Supplied material:
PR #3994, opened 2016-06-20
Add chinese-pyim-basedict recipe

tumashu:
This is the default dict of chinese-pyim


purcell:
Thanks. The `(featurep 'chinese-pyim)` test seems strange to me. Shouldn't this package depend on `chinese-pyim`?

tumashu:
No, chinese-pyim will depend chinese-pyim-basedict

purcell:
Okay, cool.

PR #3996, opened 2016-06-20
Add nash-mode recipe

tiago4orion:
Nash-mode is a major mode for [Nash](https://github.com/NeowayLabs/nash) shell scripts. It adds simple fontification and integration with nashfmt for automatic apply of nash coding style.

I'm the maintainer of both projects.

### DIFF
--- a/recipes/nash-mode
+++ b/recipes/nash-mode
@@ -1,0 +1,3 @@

---

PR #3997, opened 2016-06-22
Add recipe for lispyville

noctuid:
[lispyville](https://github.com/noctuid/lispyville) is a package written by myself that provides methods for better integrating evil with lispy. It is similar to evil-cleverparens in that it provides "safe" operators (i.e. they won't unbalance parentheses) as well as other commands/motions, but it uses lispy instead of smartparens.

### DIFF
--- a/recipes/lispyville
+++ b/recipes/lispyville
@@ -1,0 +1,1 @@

Assignment: How many lines of the preceding listing hold the string "chinese"? Answer with the number only.

Answer to this problem: 4